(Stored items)
"""
PR #598, opened 2016-06-22
Df fix input paths

dflanderka:


src/system/file_path.hh
```diff
@@ -76,11 +76,11 @@ public:
     /**
      * Set:
      * - working directory (used only if the output directory is relative)
-     * - root directory (of the main input file)
+     * - input root directory (path of the main input file)
      * - input directory to replace ${INPUT} place holder
      * - output directory used as prefix to the output files (relative output dirs are relative to the working directory)
      */
-    static void set_io_dirs(const string working_dir, const string root_input,const string input,const string output);
+    static string set_io_dirs(const string main_input_file, const string input, const string output, const string working_dir=".");
```
jbrezmorf: Both output and input directory, if specified as relative should be relative to the root directory of the main_input_file.
Then we can possibly remove working directory completely. In order to simplify tests, where one may use several input files and setting non-existent main yaml file is awkward, I suggest to keep several set_io_* methods, see next comment.

jbrezmorf:
```
// for backward compatibility, need not to change all tests
// Have assert for working_dir=="." and just ignore it.
set_io_dirs( working_dir, root_dir, input, output)
// this do the main thing
set_dirs(root_dir, input, output)
// this calls previous internally
set_dirs_from_input(main_yaml, input, output)
```

jbrezmorf: Update documentation, in particular the return value doc.

src/system/file_path.cc
```diff
@@ -40,7 +40,7 @@ FilePath::FilePath(string file_path, const  FileType ft)
     if (ft == input_file) {
     	if ( FilePath::is_absolute_path(abs_file_path_) ) {
     	} else {
-            abs_file_path_ = root_dir + DIR_DELIMITER + abs_file_path_;
+            abs_file_path_ = input_root_dir + DIR_DELIMITER + abs_file_path_;
```
jbrezmorf: Does boost have a portable way of path joining? I.e. could we use boost to get rid of the DIR_DELIMITER, it is set constantly to "/" anyway. 
Even if we keep current approach we should move it from system into class FilePath and possibly make it private (in future) there are few places where it is used out of FilePath and some of them are not too correct, e.g. the match method of Input::Type::FilePath.

src/system/file_path.cc
```diff
@@ -40,7 +40,7 @@ FilePath::FilePath(string file_path, const  FileType ft)
...
     	}
     } else if (ft == output_file) {
         if ( FilePath::is_absolute_path(abs_file_path_) ) {
```
jbrezmorf: Possibly use boost to separate the file name and check the match parent_type() == output_dir.

src/system/file_path.cc
```diff
@@ -57,45 +57,43 @@ FilePath::FilePath(string file_path, const  FileType ft)
 
 
 
-void FilePath::set_io_dirs(const string working_dir, const string root_input_dir,const string input,const string output) {
-    // root directory
-    root_dir = root_input_dir;
-
+string FilePath::set_io_dirs(const string main_input_file, const string input, const string output, const string working_dir) {
     // relative output dir is relative to working directory
     // this is possibly independent of position of the main input file
```
jbrezmorf: Yeah, bad decision in the past. Taking known use cases I see no reason to interpret relative output dirs differently then input dirs. This only leads to confusion.

src/system/file_path.cc
jbrezmorf: boost way is so cute:
fs::path full_path = dir / file;

src/system/file_path.cc
```diff
@@ -57,45 +57,43 @@ FilePath::FilePath(string file_path, const  FileType ft)
...
-    	for (vector<string>::iterator it = dirs.begin(); it != dirs.end(); ++it) {
-    	    if ( !(*it).size() ) continue;
-    	    if ( !output_dir.size() ) output_dir = *it;
-    	    else output_dir = output_dir + DIR_DELIMITER + *it;
-    	    FilePath::create_dir(output_dir);
-        }
+    	full_output_path = boost::filesystem::path(working_dir + DIR_DELIMITER + output);
+    }
+    boost::filesystem::create_directories(full_output_path);
+    output_dir = full_output_path.string();
```
jbrezmorf: Why don't store all directories as boost::filepath objects?

src/system/file_path.cc
```diff
@@ -57,45 +57,43 @@ FilePath::FilePath(string file_path, const  FileType ft)
...
 
-    	FilePath::create_canonical_path(working_dir, output);
+    if ( !FilePath::is_absolute_path(output_dir) ) {
```
jbrezmorf: Add comment that we are treating relative working_dir (resp. root_dir) here.

src/system/file_path.cc
```diff
@@ -57,45 +57,43 @@ FilePath::FilePath(string file_path, const  FileType ft)
...
     // the relative input is relative to the directory of the main input file
     add_placeholder("${INPUT}", input);
+
+    // set input root directory
+	boost::filesystem::path input_path;
+	if ( FilePath::is_absolute_path(main_input_file) ) {
+    	input_path = boost::filesystem::path(main_input_file);
+    } else {
+    	stringstream dir;
+    	dir << "." << DIR_DELIMITER << main_input_file;
```
jbrezmorf: There are better ways to do string join:

src/system/file_path.cc
```diff
@@ -40,7 +40,7 @@ FilePath::FilePath(string file_path, const  FileType ft)
     if (ft == input_file) {
     	if ( FilePath::is_absolute_path(abs_file_path_) ) {
```
jbrezmorf: Could we implement FilePath::is_absolute_path using boost::filesystem::path.is_absolute()? Just to be as consistent as possible. Then some calls of this method may be replaced by direct call of the boost is_absolute. E.g. consider

	FilePath::is_absolute_path(output_dir)
vs.
	output_path.is_absolute()

src/system/file_path.cc
```diff
@@ -57,45 +57,43 @@ FilePath::FilePath(string file_path, const  FileType ft)
...
+	boost::filesystem::path input_path;
+	if ( FilePath::is_absolute_path(main_input_file) ) {
+    	input_path = boost::filesystem::path(main_input_file);
+    } else {
+    	stringstream dir;
+    	dir << "." << DIR_DELIMITER << main_input_file;
+    	input_path = boost::filesystem::path(dir.str());
+    }
+	input_root_dir = input_path.parent_path().string();
+    return input_path.filename().string();
```
jbrezmorf: I wonder how it did happen to work without returning converted main_path here and use it in Application. Good job.

unit_tests/system/file_path_test.cpp
```diff
@@ -17,6 +17,116 @@
...
+			boost::filesystem::create_directories(dir.str());
+			EXPECT_TRUE( boost::filesystem::is_directory(dir.str()) );
+			boost::filesystem::remove(dir.str());
+			EXPECT_FALSE( boost::filesystem::is_directory(dir.str()) );
+		}
+	}
+
+	// absolute path contains actual dir ('.'), format is current_path() + "/./x"
+	{
+		stringstream dir;
```
jbrezmorf: Either this is the test of create_directories or the test of path joining, which should not be done using redir operators.
Just compare resulting path to a string, or if you are not sure if this is portable implement a single checking method. 
It should be clear what is the reference value or correct behavior of the test. So do not mix tow tests together.

src/system/file_path.hh
```diff
@@ -19,6 +19,7 @@
 #define FILE_NAME_HH_
 
 #include <string>
+#include <boost/filesystem.hpp>
```
jbrezmorf: We have to avoid this include in the header. Move implementation to the cc file, even for the opeartor, inlining is not necessary here.

src/system/file_path.cc
```diff
@@ -16,123 +16,110 @@
...
+	root_dir = boost::filesystem::path(root);
+
+	// set output directory
+	// if param output is absolute output_dir = output
+	// else output_dir = root / output
+	// the resulting relative path is always completed to absulute path
+	boost::filesystem::path output_path = boost::filesystem::path(output);
+    if ( !output_path.is_absolute() ) {
+    	boost::filesystem::path root_output_path = boost::filesystem::path(root) / output_path;
+    	boost::filesystem::create_directories(root_output_path);
```
jbrezmorf: This has to be done for `output_dir` after it is definitely set.

src/system/file_path.cc
```diff
@@ -16,123 +16,110 @@
...
-#else
-    	    	output_dir = DIR_DELIMITER + *it;
-#endif // FLOW123D_HAVE_CYGWIN
-    	    } else {
-            	output_dir = output_dir + DIR_DELIMITER + *it;
-    	    }
-    	    FilePath::create_dir(output_dir);
-        }
+	root_dir = boost::filesystem::path(root);
+
```
jbrezmorf: Make canonical absolute path for the root_dir here.
1. It is necessary to prevent warning in `FilePath` constructor if the root is ".",
2. Simplifies further code for setting `output_dir`

src/system/file_path.hh
dflanderka: We can move implementation of operators to cc file, but we can't remove include, because FilePath class contains boost::filesystem::path class members.

src/system/file_path.cc
dflanderka: Method boost::filesystem::canonical needs existing directory, create_directories must be call before canonical.

src/system/file_path.hh
jbrezmorf: This include is really huge. To avoid it:
1. make output_path etc. shared_ptr<boost::fielsystem::path> and use make_shared for initialization 
2. use just forward declaration of boost::filesystem::path i.e.
	namespace boost {
		namespace filesystem  {
			class path
	}}

src/system/file_path.cc
jbrezmorf: Fine., just 
1. set e.g full_output_path for all cases
2. call create_directories for full_output_path
3. set output_dir to canonical (full_output_path)

The point is to call both `create_dirs` and `canonical` for all cases.

src/system/file_path.cc
jbrezmorf: The root dir should exist so canonical should work here. Otherwise throw.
"""
## WHAT YOU HAVE TO DO
Only a number is expected here: the count of lines in the records above that include the word "else".

## OUTPUT FOR THIS TASK
8